For the evaluation of this analysis technique the simulation software ModelSim (Mentor Graphics, 2007) was used.

# 6 Experimental results

Several experiments have been performed to determine the simulation speed and the simulation accuracy of the presented analysis techniques. Exemplarily the following NoC-specific parameters were chosen:

- Mesh-topology,
- static XY-routing,
- 16-bit data word length,
- circuit switching and
- no error protection.

The NoC-Parameter NoC-size, i.e. the number of functional units attached to the NoC, was varied.

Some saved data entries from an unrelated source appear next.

PR #198, opened 2017-12-07
Revert #179, because it breaks authentication.

### LINKED ISSUE #197: Authentication is broken in latest release
The official google-fluentd logger fails to authenticate with stack driver since the 0.6.11 release.

This happens on instances in AWS EC2. Our instances are pretty basic instances running Debian Linux 9.2

We install google-fluentd using the script at https://dl.google.com/cloudagents/install-logging-agent.sh

Our systems have been working fine until the 0.6.11 release yesterday.

If we look in the logs here:
`less /var/log/google-fluentd/google-fluentd.log`

We now see:
```
Dropping 130 log message(s) error="16:#<Signet::AuthorizationError: Authorization failed.  Server message:\n{\n \"error\": \"invalid_
scope\",\n \"error_description\": \"Invalid downscoping, scopes should not be specified as a request parameter.\"\n}>" error_code="16"
```

I can fix it by reverting to 0.6.10 using the following commands:

` sudo /opt/google-fluentd/embedded/bin/fluent-gem uninstall fluent-plugin-google-cloud googleauth google-cloud-logging`

`sudo /opt/google-fluentd/embedded/bin/fluent-gem install fluent-plugin-google-cloud -v 0.6.10`

This reproduces consistently.

igorpeshansky:
Should fix #197.

@pkern FYI.

### DIFF
--- a/test/plugin/test_out_google_cloud_grpc.rb
+++ b/test/plugin/test_out_google_cloud_grpc.rb
@@ -238,10 +238,8 @@ class GoogleCloudOutputGRPCTest < Test::Unit::TestCase
 
     def api_client
       ssl_creds = GRPC::Core::ChannelCredentials.new
-      authentication = Google::Auth.get_application_default(LOGGING_SCOPE)
-      creds = GRPC::Core::CallCredentials.new(lambda do |a_hash|
-        authentication.apply(a_hash, use_configured_scope: true)
-      end)
+      authentication = Google::Auth.get_application_default
+      creds = GRPC::Core::CallCredentials.new(authentication.updater_proc)
       ssl_creds.compose(creds)
 
       @grpc_stub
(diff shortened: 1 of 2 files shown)


test/plugin/test_out_google_cloud_grpc.rb
```diff
@@ -238,10 +238,8 @@ def initialize(grpc_stub)
 
     def api_client
       ssl_creds = GRPC::Core::ChannelCredentials.new
-      authentication = Google::Auth.get_application_default(LOGGING_SCOPE)
-      creds = GRPC::Core::CallCredentials.new(lambda do |a_hash|
-        authentication.apply(a_hash, use_configured_scope: true)
-      end)
+      authentication = Google::Auth.get_application_default
+      creds = GRPC::Core::CallCredentials.new(authentication.updater_proc)
       ssl_creds.compose(creds)
```
bmoyles0117: Why isn't this assigned like it is above? `creds = ssl_creds...`

igorpeshansky: This was present in the original test code, which basically means the test wasn't doing the right thing, but unrelated to this rollback.

qingling128:
This has been released in [v0.6.12](https://rubygems.org/gems/fluent-plugin-google-cloud/versions/0.6.12).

Furthermore, traffic-patterns with synthetic random data traffic were used. The traffic parameters

- requested load and
- data block size

were varied during these experiments. The experiments were executed on a PC using a Pentium Core Duo Processor (3 GHz) and 1 GB DDR RAM. The FPGA-based emulator was implemented on an Altera Stratix II FPGA (EP2S60, Altera Corporation, 2007).

## 6.1 Accuracy

The performance of NoC can be determined using different measures. In this case we used the average latency of the data transmitted over the NoC. The relative error of this measure was below two percent for all analysis techniques but the static analysis technique. Using static performance analysis, an accurate performance analysis can only be performed for traffic-patterns with a low usage of the NoC.

The results produced by the FPGA-based emulator have been taken as reference values, as the VHDL-code of the NoC-emulator is identical to the code used for the VLSI-implementation. Moreover, the high simulation speed enables experiments with huge amounts of data.

## 6.2 Simulation speed

To analyze the performance of traffic-patterns on NoC most of the analysis techniques need some preparation, which consumes a certain lead time. This preparation has do be performed once for each NoC, e.g. the VHDL-Code used in a VHDL-simulator has to be compiled and the FPGA-based emulator has to be synthesized.

In the case of CPN modeling, at least with the software tool employed here, a syntax check of the complete model has to be performed before simulation. In case of a five by five NoC this takes approximately 10 min. This syntax

**Table 1.** Lead time for different analysis techniques using a  $5 \times 5$  NoC with 16 Bit data word length and 1 GBit data.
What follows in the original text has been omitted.